What do the lines say from the start of the entries through the one containing "To do so, make"? Repeat them exactly.

Data for analysis
=== Section Start ===
PR #108, opened 2015-07-09
[preview] Multi content encoding support v6

inliniac:
Support multiple layers of compression in response bodies. 2 layers seem
quite common in some proxy environments.

To do so, make htp_tx_t::htp_decompressor_t a list instead of a single
instance. This allows for stacked encoding.

Setting up of multiple content encoding is a slow path.

Add a limit to how many layers of compressed data will be uncompressed.
Defaults to 2, but is configurable. Setting it to 0 disables the limit.

If the limit is reached, a warning will be recorded.

### DIFF
--- a/htp/htp_config.c
+++ b/htp/htp_config.c
@@ -156,8 +156,9 @@ htp_cfg_t *htp_config_create(void) {
     cfg->parse_request_cookies = 1;
     cfg->parse_request_auth = 1;
     cfg->extract_request_files = 0;
-    cfg->extract_request_files_limit = -1; // Use the parser default.   
-        
+    cfg->extract_request_files_limit = -1; // Use the parser default.
+    cfg->response_decompression_layer_limit = 2; // 2 layers seem fairly common
+
     // Default settings for URL-encoded data.
 
     htp_config_set_bestfit_map(cfg, HTP_DECODER_DEFAULTS, bestfit_1252);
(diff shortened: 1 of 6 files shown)


inliniac:
@wxsBSD @b1v1r your feedback would be appreciated!

wxsBSD:
I can't really dive into this for a while as I'm unable to use anything but my mobile for another week or so. This sounds conceptually similar to the multiple content length bug I fixed a while back. If major browsers will handle multiple content encodings transparently then libhtp should do the same.

Do you have an example PCAP of this you could send? Or maybe a test for it. One thing that is not clear to me is if a server sends multiple content encodings (eg gzip twice) but only does a single encoding what do browsers do? Do they silently ignore the second encoding?

As I said, I won't be able to dig into this deeply for at least a week and I only quickly glanced at the code, but I believe libhtp should try to mimic major browser behavior and this sounds like a good candidate for that!

inliniac:
I don't have a pcap I can share, but it's not hard to generate one using: http://noxxi.de/research/content-encoding-online-scanner.html

I will be updating the support later with heuristic detection. (Some) browsers will apparently just figure out how to decompress even if the CE setting is wrong (i.e. claims to be deflate, is gzip). Thats currently not handled in my PR.

However, in the current code just having 2 gzip headers present will break decompression completely. So as a first step, it makes sense to support that case. Mixes of gzip and deflate are also supported in the PR.

Wrt claiming double gzip, but just one present: this will result in a decompress error being recorded in the stream, which we can match on in Suricata. When looking at the heuristic approach later I can see if I could handle this case as well.

wxsBSD:
Ok. I think that all makes sense. As long as libhtp behaves like major browsers in these situations in happy, in the cases where it isn't possible or not worth the effort then recording an error to be properly handled makes sense.

Thanks for the pointer to generating it myself, I'll play with it a bit when I can get back to my laptop.

inliniac:
Development continued in #139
=== Section End ===
Result of this exercise
PR #108, opened 2015-07-09
[preview] Multi content encoding support v6

inliniac:
Support multiple layers of compression in response bodies. 2 layers seem
quite common in some proxy environments.

To do so, make htp_tx_t::htp_decompressor_t a list instead of a single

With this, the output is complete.